# [Work to be completed]
Please write out each entry below exactly as it appears.

(Collection entries)
▬▬▬▬▬▬
PR #2862, opened 2023-11-01
Bump Kostal-Piko-BA stable to 3.0.7

hombach:


mcm1957:
3.0.7 created 01.10.2023
OK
▬▬▬▬▬▬
# [Task output]
PR #2862, opened 2023-11-01
Bump Kostal-Piko-BA stable to 3.0.7

hombach:


mcm1957:
3.0.7 created 01.10.2023
OK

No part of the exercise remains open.